Understanding cost

This page describes how costs are incurred in Pinecone for both serverless and pod-based indexes.

Serverless indexes

Serverless indexes are in public preview. Check current limitations and test thoroughly before using them in production.

With serverless indexes, you don’t configure or manage any compute or storage resources. Instead, based on a breakthough architecture, serverless indexes scale automatically based on usage, and you pay only for the amount of data stored and operations performed, based on three usage metrics:

Read units (RUs): Read units measure the resources consumed by read operations such as query, fetch, and list.
Write units (WUs): Write units measure the resources used by write operations such as upsert, update, and delete.
Storage: You’re billed for the size of an index on a per-GB rate, with the exact rate of each unit determined based on your cloud provider, region, and plan (see our pricing page).

Read units

Read operations consume read units (RUs). Read units measure the compute, I/O, and network resources used during the read process.

The following operations consume RUs:

The number of RUs used by a specific request is always included in its response. For a demonstration of how to use read units to inspect read costs, see this notebook.

Fetch

A fetch request uses 1 RU for every 10 fetched records.

# of fetched records	RU usage
10	1
50	5
107	11

Specifying a non-existent ID or adding the same ID more than once does not increase the number of RUs used. However, a fetch request will always use at least 1 RU.

Query

The number of RUs used by a query is proportional to the following factors:

Record count: The number of vectors contained in the target index. Only vectors stored in the relevant namespace are used.
Record size: Higher dimensionality or larger metadata increases the size of each scanned vector.

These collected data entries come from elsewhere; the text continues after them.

PR #733, opened 2024-10-29
[15.0][FIX] account_statement_import_move_line: Set reference in bank statment lines

pilarvargas-tecnativa:
The ‘ref’ field is not visible on invoices of type ‘out_invoice’. In the tests, it is adding value to this field and therefore does not fail to create a bank statement line where the ‘payment_ref’ field is required. To solve this, the value of the ‘payment_ref’ field of the bank statement lines is set as the reference of a supplier invoice (‘ref’ in invoice lines) or as the reference of the payment ‘payment_reference’ (‘name’ in invoice lines).

cc @Tecnativa


pedrobaeza (approved):
Yes, we can avoid problems this way. Let's fast-track it:

/ocabot merge patch

PR #735, opened 2024-11-07
[18.0][MIG] account_statement_import_base: Migration to 18.0

xaviedoanhduy:

PR #736, opened 2024-11-07
[18.0][MIG] account_statement_import_file: Migration to 18.0

xaviedoanhduy:
### depends on:

- https://github.com/OCA/account-reconcile/pull/739
- https://github.com/OCA/bank-statement-import/pull/735

### change in v18

- menu `menu_finance_entries_actions` (Accounting/Actions) was removed in commit: https://github.com/odoo/odoo/commit/70a2618


account_statement_import_file/tests/test_account_statement_import_file.py
```diff
@@ -38,7 +36,9 @@ def setUpClass(cls):
                 "bank_account_id": cls.bank_account.id,
             }
         )
-        f_path = file_path("account_statement_import_file/tests/test_file.txt")
+        f_path = file_path(
+            "account_statement_import_file/test_files/test_statement_import.txt"
+        )
```
mmequignon: Why ? This file is only used in unittests no? Why extracting this in another folder?

xaviedoanhduy: hi @mmequignon,
you're right, it should be in the `/tests/samples` folder because there is a convention for that type of file in https://github.com/OCA/bank-statement-import/blob/a919f9bab7187b8f89d66074c10535a61a0f4977/.pre-commit-config.yaml#L20
so on this occasion, i have moved it to the `/tests/samples` folder

henrybackman (approved):

rov-adhoc:
@pedrobaeza Hey! I would like to ask you if its something missing in order to be approve. Thanks in advance!

grindtildeath (approved):

rov-adhoc (approved):

PR #691, opened 2024-05-07
[15.0][IMP]account_statement_import_txt_xlsx: additional mapping controls

PicchiSeba:
fw-port of #688

PR #740, opened 2024-11-15
[16.0] [FW-PORT] account_statement_import_sheet_file: additional mapping controls

renda-dev:
FW-PORT of https://github.com/OCA/bank-statement-import/pull/691 to v16.0


account_statement_import_sheet_file/models/account_statement_import_sheet_parser.py
```diff
@@ -179,7 +179,7 @@ def _parse_lines(self, mapping, data_file, currency_code):
             csv_or_xlsx = reader(StringIO(decoded_file), **csv_options)
         header = False
         if not mapping.no_header:
```
HekkiMelody: **question**: shouldn't the `if mapping.offset_column` (line 191) be intended under `if not mapping.no_header` (line 181)?

HekkiMelody (approved):
Code review, LGTM.

My question relates to a change that was already merged in previous versions, so not blocking.

account_statement_import_sheet_file/models/account_statement_import_sheet_parser.py
renda-dev: I think it's the right time to fix it! 

For the future:
We moved the `offset_column` logic under `if not mapping.no_header:` because otherwise it would try to index slice on a `False` value, which would raise an error.

AinohaBH (approved):
Functional review and this LGTM

account_statement_import_sheet_file/models/account_statement_import_sheet_parser.py
```diff
@@ -246,136 +375,11 @@ def _parse_rows(self, mapping, currency_code, data, columns):  # noqa: C901
                 if index >= footer_line:
                     continue
                 values = list(row)
-
-            timestamp = self._get_values_from_column(
```
pedrobaeza, line 250: Why all these remove code?

pedrobaeza (changes requested):

account_statement_import_sheet_file/models/account_statement_import_sheet_parser.py
alexey-pelykh: It all went into `def _parse_row`

pedrobaeza:
Well, I don't see too much value added there, and it creates a lot of noise, specially not being the focus of this PR.

HekkiMelody:
> Well, I don't see too much value added there, and it creates a lot of noise, specially not being the focus of this PR.

@pedrobaeza Thank you for reviewing this. We have removed the refactor in order to make the diff smaller and reduce noise.

pedrobaeza:
Thanks. The CI is not red.

renda-dev:
Green light @pedrobaeza :)

Thanks for checking the PR

pedrobaeza (approved):
/ocabot merge minor

pedrobaeza:
Please fw-port it to 17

Because serverless indexes organize vectors in similarity-based clusters, only a fraction of each index will be read for each query. The number of RUs a query uses therefore increases much more slowly than the index size.

The following table contains the RU cost of a query at different namespace sizes and record dimensionality, assuming an average metadata size around 500 bytes:

Records per namespace	Dimension=384	Dimension=768	Dimension=1536
100,000	5 RUs	5 RUs	6 RUs
1,000,000	6 RUs	10 RUs	18 RUs
10,000,000	18 RUs	32 RUs	59 RUs

Scanning a namespace has a minimal cost of 5 RUs.

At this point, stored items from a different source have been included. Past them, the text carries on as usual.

PR #743, opened 2024-12-02
[17.0] [FW-PORT] account_statement_import_sheet_file: additional mapping controls

renda-dev:
FW-Port of https://github.com/OCA/bank-statement-import/pull/740


pedrobaeza:
Please check CI

renda-dev:
> Please check CI

Everything ready! @pedrobaeza

account_statement_import_sheet_file/models/account_statement_import_sheet_mapping.py
```diff
@@ -174,6 +174,14 @@ class AccountStatementImportSheetMapping(models.Model):
         help="Set the Header lines number.",
         default="0",
     )
+    skip_empty_lines = fields.Boolean(
+        default=False,
+        help="Allows to skip empty lines",
+    )
+    offset_column = fields.Integer(
+        default=0,
+        help="Horizontal spaces to ignore before starting to parse",
```
pedrobaeza: Horizontal? Shouldn't it be vertical?

account_statement_import_sheet_file/models/account_statement_import_sheet_mapping.py
```diff
@@ -174,6 +174,14 @@ class AccountStatementImportSheetMapping(models.Model):
         help="Set the Header lines number.",
         default="0",
     )
+    skip_empty_lines = fields.Boolean(
+        default=False,
```
pedrobaeza: Maybe `True` is a better default.

account_statement_import_sheet_file/models/account_statement_import_sheet_mapping.py
renda-dev: At this point, to be more direct, I changed it to "Columns to ignore before starting to parse"

account_statement_import_sheet_file/models/account_statement_import_sheet_mapping.py
renda-dev: It was meant to keep the old behavior as the standard, but I really don't have any preference on that, so I changed it

pedrobaeza: Yeah, I supposed that, and it's good that you think on that "retro-compatibility", but now on this version that is not so old and established, I was thinking on being more "adventurous" to set a sane default.

renda-dev: I like it! Everything should be ready and good to go :)

HekkiMelody (approved):
Code review, LGTM

rov-adhoc (approved):

pedrobaeza (approved):
/ocabot merge minor

feg-adhoc:
This PR is causing errors in the tests because, when running the tests test_offsets and test_skip_empty_lines, in addition to evaluating a UserError, a ValueError occurs when the mapping continues to execute. Furthermore, these tests are receiving the context account_statement_import_txt_xlsx_test = True. What is its purpose? @renda-dev

renda-dev:
> This PR is causing errors in the tests because, when running the tests test_offsets and test_skip_empty_lines, in addition to evaluating a UserError, a ValueError occurs when the mapping continues to execute. Furthermore, these tests are receiving the context account_statement_import_txt_xlsx_test = True. What is its purpose? @renda-dev

I see that the context [was used in 14.0](https://github.com/OCA/bank-statement-import/blob/14.0/account_statement_import_txt_xlsx/models/account_statement_import.py#L35-L37) to raise an error and stop the execution, but I can't seem to find it anywhere in v17...

You could try to bring back that behavior and see if it fixes @feg-adhoc

feg-adhoc:
Hello! @renda-dev  We made some changes so you can run the tests in version 18. [Here's the link for reference](https://github.com/OCA/bank-statement-import/pull/747/files#diff-9f9a46949b082c3b937202d10d20e903dc52f4b8bfd8959e44060ff17ec9d584R38). We made this modification because we noticed that the "Raise" was not stopping the function, which is why it ended up causing the ValueError. This error also occurred in version 17, so it needs to be reviewed for future changes.

PR #1518, opened 2017-12-12
Tightens up check for whether celery's running in dev

rgm:
The old implementation (count the # of times "celery" is greppable from
the process list) is vulnerable to skipping a needed start if I'm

When either include_metadata or include_values are specified, an internal fetch call retrieves the full record values for the IDs returned in the initial scan. This stage consumes RUs equal to a matching fetch call - 1 RU per 10 records in the result set.

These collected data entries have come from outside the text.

PR #1522, opened 2017-12-20
Fixes HTML error in sub-org submit button

rgm:
#### What's this PR do?

Fixes the "Create sub-org" submit button. Lost the close tag on the line above while adding the translate tags in 1931c42f1.

Go to `/app/#/accounts/<org_id>/sub_org` and hit "Create a new sub-organization".

Expected: bootstrap primary button should now show correctly (won't without this patch).


nllong:
thanks!

Issue #1532, opened 2018-01-09
Auto ESPM import doesn't add data to correct Cycle


RDmitchell:
instance: dev1
SHA: 2.3.0.c2dab8d
Org: LBNL 20

When I use the new Portfolio Manager Import functionality, the program does not put the data into the specified cycle. It seems to default to the first cycle in the list of cycles.

Here are the steps:
* Create new data set
![image](https://user-images.githubusercontent.com/6314950/34744525-59234216-f542-11e7-9e23-c71be322b9c6.png)

* Select the cycle called "Automatic ESPM Import" from the cycle list and click the Import Portfolio Manager button
![image](https://user-images.githubusercontent.com/6314950/34744608-a7ab0400-f542-11e7-80ac-1b0818c6d7fc.png)
* Enter the credentials for the test ESPM account and click Get Report Templates
![image](https://user-images.githubusercontent.com/6314950/34744689-ee8b2378-f542-11e7-9dcc-226799314759.png)
* Select SEED City Test Report template and click Submit
![image](https://user-images.githubusercontent.com/6314950/34744738-184f1f0c-f543-11e7-823e-f55836a2fc95.png)
* Changed the field mapping for 2 fields
![image](https://user-images.githubusercontent.com/6314950/34744785-387b1a1a-f543-11e7-9167-d06869efeb6c.png)
* Mapping review shows the 3 records. Click Save Mappings
![image](https://user-images.githubusercontent.com/6314950/34744829-5a1bfce8-f543-11e7-8d63-c4ab0306f724.png)
* SEED adds three new properties
![image](https://user-images.githubusercontent.com/6314950/34744928-bbe5fba4-f543-11e7-8f43-01635b26a6ef.png)
* Go to the Inventory List, select cycle = Automatic ESPM Import -- it is empty -- the 3 records should be here
![image](https://user-images.githubusercontent.com/6314950/34744980-ea3337ba-f543-11e7-9dcc-7ec8c7269778.png)
* Go to the first cycle in the list, called 1101 KC Test, go to the end of the list of data, and the records are there. So they were imported into the wrong cycle.
![image](https://user-images.githubusercontent.com/6314950/34745792-8d8c3220-f546-11e7-9bf1-1e9eb19c0665.png)

nllong:
@RDmitchell -- can you test and close this if it works?

RDmitchell:
Instance: production (LBNL)
SHA: 68bdd74 (2.3.0)

Fixed.

PR #1533, opened 2018-01-10
Fixed the selected cycle for PM imports

axelstudios:
1. Go to add a new data file
1. Change the cycle away from the default
1. Import a PM report
1. Check that the selected cycle was used

#1532


RDmitchell:
Thanks @axelstudios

TopK value	Additional RUs used
TopK=5	1
TopK=10	1
TopK=50	5

List

List has a fixed cost of 1 RU per call, with an additional 1 RU per paginated call.

Write units

Write operations consume write units (WUs). Write units measure the storage and compute resources used to persist a record, make it available for querying, and update the clustered index to reflect its addition.

The following operations consume WUs:

Upsert

The number of WUs used by an upsert request is proportional to the total size of records it writes and/or modifies, with a minimum of 1 WU.

The following table contains the WU cost of an upsert request at different batch sizes and record dimensionality, assuming an average metadata size around 500 bytes:

Records per batch	Dimension=384	Dimension=768	Dimension=1536
1	3 WUs	4 WUs	7 WUs
10	30 WUs	40 WUs	70 WUs
100	300 WUs	400 WUs	700 WUs

Update

The number of WUs used when updating a record is proportional to the total size of the new or previous version of the record, whichever is larger, with a minimum of 1 WU.

The following table contains the WU cost of an update request at different dimensionalities and metadata sizes, with WUs based on the new or previous metadata size, whichever is larger:

Dimension	Previous metada size	New metadata size	WUs
768	400 bytes	500 bytes	4 WUs
1536	400 bytes	500 bytes	7 WUs
1536	4000 bytes	2000 bytes	11 WUs

Delete

The number of WUs used by a delete request is proportional to the total size of records it deletes, with a minimum of 1 WU.

The following table contains the WU cost of a delete request at different batch sizes and record dimensionality, assuming an average metadata size around 500 bytes:

Records per batch	Dimension=384	Dimension=768	Dimension=1536
1	3 WUs	4 WUs	7 WUs
10	30 WUs	40 WUs	70 WUs
100	300 WUs	400 WUs	700 WUs

Specifying a non-existent ID or adding the same ID more than once does not increase WU use.

Deleting an entire namespace using the deleteAll flag always consumes 1 WU.

Storage

The size of an index is defined as the total size of its vectors across all namespaces. The size of a single vector is defined as the sum of three components:

ID size
Embedding size (equal to 4 times the vector’s dimensions)
Total metadata size (equal to the total size of all metadata fields)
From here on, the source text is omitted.